FIG. 1 is a partially exploded perspective view showing a heat exchanger according to an embodiment of the present invention.

FIG. 2 is a partially cutaway perspective view showing a fin collar and a notch portion, a heat transfer tube, and a welding member provided in the same fin.

FIG. 3 is a partially cutaway perspective view showing fins at both ends.

FIG. 4 is a partially broken sectional view showing the heat exchanger of the above.

FIG. 5 is a partially cutaway sectional view showing a heat exchanger according to another embodiment of the present invention.
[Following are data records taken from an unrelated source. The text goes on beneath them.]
PR #7774, opened 2026-04-20
fix: better sync

SWvheerden:
Description
---
Makes sure we keep the sync peer initial state, and listens for a termination signal for a closed connection.


martinserts (approved):

sdbondi (approved):
Comms changes make sense

PR #7781, opened 2026-04-23
fix: sync peer swapping

SWvheerden:
Description
---
Its possible for a peer to be disconnected, banned, etc during peer sync. 
If this happens a the next sync peer should be used, but its possible for the peer manager to reap that connection. 
This causes the sync to get stuck trying to await a connection thats not made. 
This fixes the issue where it awaits a connection to a disconnected peer, 
and it adds a sync peer list to the peer manager telling it that these peers are being used, dont reap their connections


sdbondi (approved):
utACK As a quick fix - but we should look at addressing the root cause of the disconnected peer connection right after dialing

PR #7790, opened 2026-04-27
fix(deps): upgrade diesel to 2.3.8 for RUSTSEC-2026-0111

### LINKED ISSUE #7787: RUSTSEC-2026-0111: Possible UTF-8 corruption in Diesels SQLite backend
> Possible UTF-8 corruption in Diesels SQLite backend

| Details             |                                                |
| ------------------- | ---------------------------------------------- |
| Status              | unsound                |
| Package             | `diesel`                      |
| Version             | `2.2.10`                   |
| URL                 | [https://github.com/diesel-rs/diesel/pull/5042](https://github.com/diesel-rs/diesel/pull/5042) |
| Date                | 2026-04-24                         |

Diesel uses the `sqlite3_value_text` function to receive strings from SQLite while deserializing query results. We misinterpreted the corresponding [SQLite](https://sqlite.org/c3ref/value_blob.html) documentation that this function always returns a UTF-8 encoded string values as `*const c_char`. Based on that we used `str::from_utf8_unchecked` to construct a Rust string slice without any additional UTF-8 checks in place. It turned out that this function doesn&#39;t always return correct UTF-8 strings. For field of the SQLite side storage type `BLOB` this pointer can contain arbitrary bytes, which makes the usage of `str::from_utf8_unchecked` unsound as this violates the safety contract of `str` to only contain valid UTF-8 encoded Strings.

## Mitigation

The preferred mitigation to the outlined problem is to update to a Diesel version 2.3.8 or newer, which includes fixes for the problem.

## Resolution

Diesel now correctly checks whether the provides byte buffer is actually valid UTF-8, instead of relying on SQLite&#39;s documentation. This fix is included in the `2.3.8` release.

See [advisory page](https://rustsec.org/advisories/RUSTSEC-2026-0111.html) for additional details.

samrusani:
Description
---
Upgrade Diesel dependencies from 2.2.10 to 2.3.8 across Tari crates that use the SQLite backend, and refresh diesel_migrations to 2.3.

This addresses the RUSTSEC-2026-0111 advisory (possible UTF-8 corruption unsoundness in Diesel's SQLite backend).

Motivation and Context
---
Issue #7787 reports that the workspace lockfile includes vulnerable diesel 2.2.10.

This patch keeps the scope limited to dependency updates in crates that directly depend on Diesel:
- common_sqlite
- comms/core
- comms/dht
- base_layer/wallet
- base_layer/transaction_key_manager

How Has This Been Tested?
---
- cargo check --locked --ignore-rust-version -p tari_common_sqlite -p tari_comms -p tari_comms_dht -p tari_transaction_key_manager -p minotari_wallet

Note: local toolchain in this environment is rustc 1.92.0 while workspace requires 1.93.0; therefore --ignore-rust-version was used for local verification.

---
1. Confirm Cargo.toml Diesel version bumps in the five crates above.
2. Confirm Cargo.lock no longer contains diesel 2.2.10.
3. Run:
   cargo check --locked -p tari_common_sqlite -p tari_comms -p tari_comms_dht -p tari_transaction_key_manager -p minotari_wallet

Breaking Changes
---
- [x] None
- [ ] Requires hard fork
- [ ] Other - Please specify

Closes #7787.

### DIFF
--- a/Cargo.lock
+++ b/Cargo.lock
@@ -785,10 +785,11 @@ dependencies = [
 
 [[package]]
 name = "cc"
-version = "1.2.16"
+version = "1.2.61"
 source = "registry+https://github.com/rust-lang/crates.io-index"
-checksum = "be714c154be609ec7f5dad223a33bf1482fff90472de28f7362806e6d4832b8c"
+checksum = "d16d90359e986641506914ba71350897565610e87ce0ad9e6f28569db3dd5c6d"
 dependencies = [
+ "find-msvc-tools",
  "jobserver",
  "libc",
  "shlex",
@@ -1568,6 +1569,16 @@ dependencies = [
 ]
 
 [[package]]
+name = "darling"
+version = "0.21.3"
+source = "registry+https://github.com/rust-lang/crates.io-index"
+checksum = "9cdf337090841a411e2a7f3deb9187445851f91b309c0c0a29e05f74a00a48c0"
+dependencies = [
+ "darling_core 0.21.3",
+ "darling_macro 0.21.3",
+]
+
+[[package]]
 name = "darling_core"
 version = "0.14.4"
 source = "registry+https://github.com/rust-lang/crates.io-index"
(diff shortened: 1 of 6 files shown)


samrusani:
Pushed an updated commit signed via SSH (new head: e75e1bd30).

CI is showing “action_required” with 0 jobs, so I suspect it’s just waiting for maintainer approval to run workflows on this PR/fork.

SWvheerden (approved):

Issue #7795, opened 2026-04-29
Create better ledger installer


SWvheerden:
## Bounty: Create Better Ledger Installer

**Tier:** S — 15,000 XTM

### Description

Replace the existing per-OS/per-model shell scripts for installing the Minotari app on Ledger hardware wallets with a single cross-platform installer. The installer should auto-detect the connected Ledger model (Nano S, Nano S Plus, Nano X, Stax), download the correct firmware file, and install it — all in one step. Support macOS, Windows, and Linux.

### Acceptance Criteria

- [ ] A single installer executable or script works for macOS, Windows, and Linux
- [ ] The installer detects the connected Ledger model automatically without user input
- [ ] The correct Minotari app binary is downloaded and installed for the detected model
- [ ] The installer reports clear success/failure status and handles errors (no device connected, unsupported model) gracefully

### Context

- Original issue: https://github.com/tari-project/tari/issues/7795
- Current scripts live in the repo, one per OS/ledger type
- Ledger model detection can use the Ledger USB HID interface or `ledgerctl` tooling

### How It Works

1. Comment on this issue to signal intent (courtesy, not a lock)
2. Fork the repo and do the work
3. Submit a PR that references the issue with a closing keyword (e.g. `Fixes #7795`) so GitHub links your PR to the bounty automatically
4. Bounties are competitive. Multiple PRs may be submitted for the same bounty. Review comments are public, and contributors may borrow ideas from each other's work. The maintainer selects the PR that best solves the problem, considering code quality, completeness, and contributor behavior. In cases where multiple contributors made significant contributions, the maintainer may split the bounty. The maintainer's decision is final.
5. Earn XTM (processing may take up to a week; reach out to @possum on Discord with your Tari address)

### Notes

- AI-assisted development is expected and encouraged
- If you get stuck, ask in Discord

metalaureate:
<details><summary>Original issue description (preserved before bounty rewrite)</summary>

We have scripts for installing the minotari app on the wallet, one for each os/ledger type. 
Create an installer for mac and winodws to do the same thing, automatically deciding which ledger to download depending on the connected type. 

We should also include linux here

## Effort 
small

## Acceptance criteria
* Have a one click installer that runs detects the correct ledger, and downloads the correct file and installs it.

</details>

taiwofelix35:
ok

Sp1kyss:
Hey, submitted a PR for this — https://github.com/tari-project/tari/pull/7805

[...]

PR #7805, opened 2026-05-05
feat: unified cross-platform Minotari Ledger installer with auto-detection

Sp1kyss:
Closes #7795

## What this does

Replaces the per-model/per-OS scripts with a single installer that works on **macOS, Windows, and Linux** and auto-detects which Ledger is connected — no user input needed.

## How to run

**macOS / Linux:**
```bash
chmod +x applications/minotari_ledger_wallet/wallet/install_scripts/install_minotari_ledger.sh
./applications/minotari_ledger_wallet/wallet/install_scripts/install_minotari_ledger.sh
```

**Windows (PowerShell):**
```powershell
.\applications\minotari_ledger_wallet\wallet\install_scripts\install_minotari_ledger.ps1
```

## How detection works

1. Enumerates USB HID devices filtered by Ledger's vendor ID (`0x2C97`)
2. Maps the product ID to a model slug (`flex`, `stax`, `nanosplus`, `nanox`, `nanos`)
3. Falls back to `ledgerctl info` output parsing if the `hid` library isn't available

All known PID variants per model are covered (including alternate transport PIDs like `0x5000` for Nano X).

## Error handling

- No device detected → clear message with checklist (USB connected, PIN entered, Developer Mode on)
- Release asset not found → lists available assets so the user can report it
- Reports clear success/failure status for each step

## Files changed

| File | Description |
|---|---|
| `install_scripts/install_minotari_ledger.py` | Core installer (Python 3.8+, stdlib only + pip deps) |
| `install_scripts/install_minotari_ledger.sh` | macOS/Linux launcher (creates isolated venv, handles libusb) |
| `install_scripts/install_minotari_ledger.ps1` | Windows launcher (creates isolated venv) |
| `install_scripts/README.md` | Usage docs + troubleshooting |

The existing per-model scripts are untouched — this adds the unified option alongside them.

### DIFF
--- a/applications/minotari_ledger_wallet/wallet/install_scripts/README.md
+++ b/applications/minotari_ledger_wallet/wallet/install_scripts/README.md
@@ -4,13 +4,14 @@ A single cross-platform installer that automatically detects your connected Ledg
 
 ## Supported Ledger Models
 
-| Model | Detected via |
-|---|---|
-| Nano S | USB HID (PID 0x0001 / 0x1000) |
-| Nano S Plus | USB HID (PID 0x0004 / 0x4000) |
-| Nano X | USB HID (PID 0x0005 / 0x5000) |
-| Stax | USB HID (PID 0x0006 / 0x6000) |
-| Flex | USB HID (PID 0x0007 / 0x7000) |
+> Minotari does not ship an app for the original Nano S, only the Nano S Plus. The original Nano S is intentionally **not** detected by this installer.
+
+| Model | Slug | Detected via |
+|---|---|---|
+| Nano S Plus | `nanos+` | USB HID (PID 0x0004 / 0x4000) |
+| Nano X | `nanox` | USB HID (PID 0x0005 / 0x5000) |
+| Stax | `stax` | USB HID (PID 0x0006 / 0x6000) |
+| Flex | `flex` | USB HID (PID 0x0007 / 0x7000) |
 
 ## Requirements
 
@@ -40,11 +41,11 @@ python3 install_minotari_ledger.py
 
 ## What it does
 
-1. Installs Python dependencies (`ledgerctl`, `hid`, etc.) into an isolated virtual environment
-2. Detects the connected Ledger model via USB HID (with `ledgerctl info` as fallback)
-3. Fetches the latest Minotari release from GitHub
-4. Downloads and extracts the correct firmware zip for your model
-5. Installs the app onto the Ledger via `ledgerctl install`
+1. Installs Python dependencies (`ledgerwallet`, `protobuf`, `ecdsa`) into an isolated virtual environment. `hidapi` is pulled in transitively by `ledgerwallet`.
+2. Detects the connected Ledger model via USB HID (with `python -m ledgerwallet info` as fallback).
+3. Fetches the latest Minotari release from GitHub.
+4. Downloads and extracts the correct firmware zip for your model.
+5. Installs the app onto the Ledger via `python -m ledgerwallet install`.
 
 ## Troubleshooting
 
--- a/applications/minotari_ledger_wallet/wallet/install_scripts/README.md
+++ b/applications/minotari_ledger_wallet/wallet/install_scripts/README.md
@@ -1,0 +1,61 @@
+# Minotari Ledger Wallet — Unified Installer
+
+A single cross-platform installer that automatically detects your connected Ledger hardware wallet model and installs the correct Minotari app — no manual model selection needed.
+
+## Supported Ledger Models
+
+| Model | Detected via |
+|---|---|
+| Nano S | USB HID (PID 0x0001 / 0x1000) |
+| Nano S Plus | USB HID (PID 0x0004 / 0x4000) |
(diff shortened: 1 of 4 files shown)


SWvheerden (commented):
please check the review commands, and we dont support the nano, only the nanosplus

SWvheerden:
this looks fine, I just want to test this on a clean install machine

SWvheerden (changes requested):
I run this through claude, and there are some issues I verified. 

  1. Nano S Plus ↔ Nano X product IDs are swapped

  install_minotari_ledger.py:43-56. I verified against Ledger's authoritative device table (@ledgerhq/devices, vendor 0x2c97):

  ┌─────────────┬────────────┬─────────────┐
  │   Device    │ legacy PID │ modern (MM) │
  ├─────────────┼────────────┼─────────────┤
  │ Nano X      │ 0x0004     │ 0x40xx      │
  ├─────────────┼────────────┼─────────────┤
  │ Nano S Plus │ 0x0005     │ 0x50xx      │
  └─────────────┴────────────┴─────────────┘

  The PR has these reversed:
  # Nano S Plus
  0x0004: "nanos+",   # ← that's Nano X
  0x4000: "nanos+",   # ← that's Nano X
  # Nano X
  0x0005: "nanox",    # ← that's Nano S Plus
  0x5000: "nanox",    # ← that's Nano S Plus
  A connected Nano S Plus is detected as Nano X and vice-versa — the exact mis-classification the design set out to prevent. The
  README table (lines for Nano S Plus / Nano X PIDs) repeats the same swap.

  Secondary point: modern Ledger PIDs are MMii where ii is an interface bitfield (commonly 0x01, 0x11, 0x15, …), so exact-value
  matching misses the most common real-world PIDs (e.g. 0x4011, 0x5011) and silently falls through to the ledgerctl path. Matching
  on the high byte is far more robust:
  model = LEDGER_MM.get(pid >> 8) or LEDGER_LEGACY.get(pid)
  with {0x40: "nanox", 0x50: "nanosplus", 0x60: "stax", 0x70: "flex"}.

  2. Wrong slug for Nano S Plus — release asset will never be found

  install_minotari_ledger.py:36, 173. The published assets and in-zip manifests use nanosplus, confirmed by the live release
  (minotari_ledger_wallet-nanosplus-v5.4.0-pre.2-….zip) and every existing per-model script (app_nanosplus.json). The new code uses
  slug nanos+:
  pattern = f"minotari_ledger_wallet-{model}"   # → "minotari_ledger_wallet-nanos+"
  No asset contains nanos+, so fetch_asset_url raises "No release asset found for model 'nanos+'". The code comment and README claim
  nanos+ "match[es] the asset names" — that's false. ledger_app.toml's devices = [..., "nanos+", ...] is the build-target name, not
  the release-asset/manifest slug; the PR conflated the two. (The app_<model>.json lookup happens to survive via the app*.json
  fallback, but asset fetch fails first.) Fix: use nanosplus as the slug for nano s plus throughout. nanox/stax/flex slugs are
  correct.


  3. Hardcoded releases/latest excludes pre-releases — currently no ledger assets at all

  install_minotari_ledger.py:60. Ledger bundles currently ship only in pre-releases (v5.4.0-pre.2); the actual latest (v5.3.1) has
  none. GitHub's /releases/latest endpoint excludes pre-releases, so right now the installer fails for every model with "Available
  assets: [non-ledger…]". The old scripts mitigated this with a -t/--tag option.

  4. No tag override — @args/"$@" are forwarded but never read

  The launchers pass @args (ps1) / "$@" (sh) into the Python script, but main() ignores sys.argv. This is a feature regression vs.
  the existing per-model scripts (which support -t TAG for pre-releases) and compounds #3. Add argparse with --tag and build the API
  URL accordingly (/releases/tags/<tag>).
  
  5. No integrity verification of downloaded firmware

  Each release ships a .zip.sha256, but the installer downloads and flashes onto a hardware wallet without verifying it. For a
  security-sensitive device installer this is worth adding (download the .sha256, compare). The old scripts didn't either, but a
  from-scratch unified installer is the right place to fix it.

  
  - Emoji escapes don't render in the launchers. install_minotari_ledger.sh:9 etc. use echo "\U0001f527…" — bash echo prints the
  literal \U0001f527. Same in install_minotari_ledger.ps1 (Write-Host "\U0001f680…"); PowerShell uses backtick escapes, not \U. Use
  literal UTF-8 emoji, or printf/`u{…} respectively. (The .py file is fine — those are real Python string escapes.)
  - README.md "Direct Python (any platform)" runs pip install into the user's global interpreter, which hits PEP 668
  "externally-managed-environment" on modern macOS/Linux. The launchers handle this via venv; consider dropping/qualifying the
  direct-python path.
  - run([... "pip", "install", "--upgrade", "pip"], capture_output=True) (:122) swallows output on failure (check=True raises with
  no visible stderr). Drop capture_output or surface it on error.
  - Dependency reinstall every run — ensure_dependencies always upgrades pip and reinstalls; harmless but slow.

SWvheerden (changes requested):
Look at the new scripts, using json and ledgerctl does not work anymore

SWvheerden:
Closing in favour of #7864

PR #7811, opened 2026-05-05
fix: propagate mempool rejection details to wallet via HTTP API

chengyixu:
## Description

When a base node's mempool rejects a wallet transaction, the wallet currently receives only a generic "Validation Failed" message. This PR extends the HTTP JSON-RPC submit_transaction response to propagate the specific rejection reason so the wallet can display actionable feedback.

## Changes

1. **`TxStorageResponse` enum** (`mempool/mod.rs`): Added `Option<String>` detail field to `NotStored` and `NotStoredConsensus` variants. The detail carries the exact `ValidationError` message from the mempool's validation path.

2. **`TxSubmissionResponse` struct** (`tx_submission_response.rs`): New `details: Option<String>` field with `#[serde(skip_serializing_if = "Option::is_none")]` for backward compatibility — older wallet clients that don't know about this field will simply ignore it.

3. **Mempool storage** (`mempool_storage.rs`): Updated `insert()` to pass the `ValidationError` message into the `TxStorageResponse` variants instead of discarding it after logging.

4. **HTTP handler** (`submit_transaction.rs`): Threads the `details` through from `TxStorageResponse` into `TxSubmissionResponse`.

5. **Pattern match updates**: Updated all `match` arms across gRPC server, query service, RPC service, proto conversion, and tests to match the new variant signatures.

## Acceptance Criteria

- [x] Wallet receives a specific, human-readable reason when the mempool rejects (e.g., "Contains an unknown input", "Transaction contains already spent inputs")
- [x] The rejection reason identifies the exact failure from the mempool validator
- [x] Older wallet versions continue to work (new field is optional and skipped when None)
- [x] All 12 mempool tests pass, all 8 node_service tests pass, all transaction_components tests pass

## Testing

```
cargo test -p tari_core -- mempool    # 12 passed
cargo test -p tari_core -- node_service  # 8 passed
cargo test -p tari_transaction_components  # all passed
```

Closes #7776

PR #7816, opened 2026-05-05
feat: surface detailed rejection reasons in HTTP transaction submission

### LINKED ISSUE #7776: Better feedback of rejected transactions
## Bounty: Better Feedback of Rejected Transactions

**Tier:** M — 60,000 XTM

### Description

When a base node's mempool rejects a wallet transaction, the wallet currently receives only a generic "validation failure" message. Extend the HTTP interface to propagate the specific rejection reason (e.g., double-spend of commitment X, insufficient fee, invalid range proof) so the wallet can display actionable feedback to the user. The change must be backward-compatible — older wallets that don't understand the new fields must continue to function normally.

### Acceptance Criteria

- [ ] The wallet receives a specific, human-readable reason when the mempool rejects a transaction (not just a generic validation error)
- [ ] The rejection reason identifies the exact failure (e.g., which commitment was double-spent, which rule was violated)
- [ ] Older wallet versions continue to work correctly against a base node with this change (backward-compatible HTTP response)
- [ ] At least one integration or cucumber test verifies that a rejected transaction surfaces the detailed reason to the wallet

### Context

- Original issue: https://github.com/tari-project/tari/issues/7776
- The mempool validation logic already knows the specific reason; this is about surfacing it through the HTTP API
- Must only modify the HTTP interface (not gRPC) per the original issue constraints

### How to Claim

### Notes

ryriigh:
## Summary

When the mempool rejects a wallet transaction via the HTTP API, the response now includes a `rejection_detail` field with a human-readable explanation identifying the specific failure. This surfaces information that was previously only logged internally.

### Changes

- Added `rejection_detail: Option<String>` to `TxSubmissionResponse` (skipped when null for backward compatibility)
- Extended `MempoolStorage::insert` to return rejection detail strings from validation errors
- Added `Mempool::insert_detailed()` method that preserves the detail
- Added `SubmitTransactionDetailed` request/response variants in the mempool service layer
- HTTP handler now calls the detailed path and populates rejection reasons

### Example responses

Accepted:
```json
{"accepted": true, "rejection_reason": "None", "is_synced": true}
```

Rejected (new `rejection_detail` field):
```json
{"accepted": false, "rejection_reason": "ValidationFailed", "is_synced": true, "rejection_detail": "Consensus rule violated: script must be exactly one OP_PUSHPUBKEY"}
```

### Backward Compatibility

- `rejection_detail` is `Option<String>` with `#[serde(skip_serializing_if = "Option::is_none")]` — older wallets never see the field
- Existing `MempoolHandle::submit_transaction()` is unchanged — gRPC path unaffected
- All existing tests pass without modification

### Acceptance Criteria

- [x] Wallet receives specific, human-readable reason on rejection
- [x] Identifies exact failure (which rule violated, fee amounts, etc.)
- [x] Backward-compatible (older wallets continue working)
- [ ] Integration test (cucumber/integration test to be added if required)

Closes #7776

### DIFF
--- a/base_layer/transaction_components/src/rpc/models/tx_submission_response.rs
+++ b/base_layer/transaction_components/src/rpc/models/tx_submission_response.rs
@@ -29,6 +29,8 @@ pub struct TxSubmissionResponse {
     pub accepted: bool,
     pub rejection_reason: TxSubmissionRejectionReason,
     pub is_synced: bool,
+    #[serde(skip_serializing_if = "Option::is_none")]
+    pub rejection_detail: Option<String>,
 }
 
 #[derive(Clone, Debug, PartialEq, Eq, Serialize, Deserialize)]
--- a/applications/minotari_node/src/http/handler/json_rpc/submit_transaction.rs
+++ b/applications/minotari_node/src/http/handler/json_rpc/submit_transaction.rs
@@ -48,35 +48,40 @@ pub async fn handle<T: BlockchainBackend + 'static>(
             anyhow::anyhow!("Failed to get tip info: {e}")
         })?
         .is_synced;
-    let res = match mempool_service.submit_transaction(transaction).await {
-        Ok(response) => {
+    let res = match mempool_service.submit_transaction_detailed(transaction).await {
+        Ok((response, detail)) => {
             debug!(target: LOG_TARGET, "Transaction submitted successfully: {response:?}");
             match response {
                 TxStorageResponse::UnconfirmedPool => TxSubmissionResponse {
                     accepted: true,
                     rejection_reason: TxSubmissionRejectionReason::None,
                     is_synced,
+                    rejection_detail: None,
                 },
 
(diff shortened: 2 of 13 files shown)


base_layer/transaction_components/src/rpc/models/tx_submission_response.rs
```diff
@@ -29,6 +29,8 @@ pub struct TxSubmissionResponse {
     pub accepted: bool,
     pub rejection_reason: TxSubmissionRejectionReason,
     pub is_synced: bool,
+    #[serde(skip_serializing_if = "Option::is_none")]
+    pub rejection_detail: Option<String>,
```
SWvheerden, line 33: wont work with older wallets, look at how the other https request handle version changes

SWvheerden (changes requested):
we should not add a new path, just update the http request with a new version to include the extra detail

SWvheerden:
closing this in favour of #7811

FIG. 6 is a partially broken sectional view showing a heat exchanger according to a conventional example.

[Explanation of symbols]

 1 Tube Plate 2 Fins 3 Fins 4 Heat Transfer Tube 5 Heat Transfer Tube Insertion Hole 11 Projecting Piece

 ─────────────────────────────────────────────────── ─── Continuation of the front page (72) Inventor Hiroshi Ikeda 32 Akashi-cho, Chuo-ku, Hyogo Prefecture Noritsu Co., Ltd. (72) Inventor Satoshi Kazumaki 32 Akashi-cho, Chuo-ku Kobe, Hyogo Prefecture Noritsu (72) Inventor Hidekazu Fukui 32 No. Akashi-cho, Chuo-ku, Kobe-shi, Hyogo Prefecture Stock company Noritsu (72) Inventor Atsuhiro Morishita 32 Akashi-cho, Chuo-ku, Kobe City Hyogo (72) Inventor Yutaka Kawaguchi 32, Akashi-cho, Chuo-ku, Kobe-shi, Hyogo Within Noritsu Co., Ltd. (72) Eiji Kamiyoshi 32, Akashi-cho, Chuo-ku, Kobe-shi, Hyogo Within Noritsu, Inc.

Claims (1)

[Claims] 1. A heat exchanger in which a large number of fins are arranged between a pair of tube plates, and the heat transfer tubes are inserted through heat transfer tube insertion holes provided in the tube plates and fins. A heat exchanger characterized in that a projecting piece is provided below the heat transfer tube insertion hole of the fin over substantially the entire width of the fin, and the projecting piece is brought into contact with the inner surface of the tube sheet.